I am intensely reflective, reflecting all the time on all kinds of stuff that am I occupied with in good and bad senses. So it’s not like I lack the capacity for reflection and recursion; I have that capacity in spades. What I need are more routinized habits of reflection. I need to sit down at particularly appropriate times and deliberately to think about things that are holding my attention–my classes, my scholarship (an article I can’t seem to get moving on), my service obligations (a committee I chair that I haven’t called a meeting of in a while), my family relationships, and so on, into a ever-expanding and increasingly cosmic concentric circles.
Maybe that’s forcing it into a tight little box, to schedule reflection time on matters of ultimate concerns, my family, my place in the universe. Maybe.
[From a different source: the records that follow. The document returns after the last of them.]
Issue #1604, opened 2023-03-03
Remove activeAccounts cell


anvacaru:
Now that the Java backend has been deprecated, we might be able to remove the `<activeAccounts>` cell.

Issue #1670, opened 2023-03-28
`kevm interpret --debugger` not working correctly


anvacaru:
Nothing is displayed when `--debugger` flag is passed to `kevm interpret`. 
I've tried inputting `step` and got the response `The program is not being run`. 
Seems that the debugger is running but all the output is redirected somewhere else.
<img width="1437" alt="image" src="https://user-images.githubusercontent.com/16517508/228190350-0af2f574-056a-4201-b46a-7b77dec02c93.png">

But for sure, I could more deliberately schedule reflective time for thinking through most less-cosmic but still significant concerns.
This is on my mind because for about a year (with a serious and long fall off the wagon about a month in) I have been trying to adopt the principles of Getting Things Done (GTD) [see David Allen's site and this 43 folders post, if you are curious]. I have done an OK job on the collection phase of things (getting everything out of your head, capturing all your commitments), processing and organizing that stuff. And I’ve even gotten some things done. What I have not established, though, is a routine of reflection. GTD describes/prescribes a weekly review in which you systematically go through all your lists, calendars, clear out inboxes of all kinds, and so forth in order to clarify your commitments, manage your projects, etc. THIS, this, readers has been the thing I have bungled. I’m not beating myself up, mind you, just reflecting on the fact that I need to reflect in a more deliberate fashion.
In my previous post , I talked about how I blogged once before but not for long because I couldn’t sustain the habit. In part that was a perfectionism that I have and that slows me down, keeps me from saying things, etc. But I think another cause is a certain personality or maybe a brain that can’t doesn’t “naturally” shut off the reflection. I think about it too much, I guess I’m saying. Here’s what I want to do: shut off the all the time reflection on the things I need to do, hold that off for a weekly review, and use this brain for other things.
Do I contradict myself? (Whitman fans know what’s coming….) Very well, then. I contain multitudes!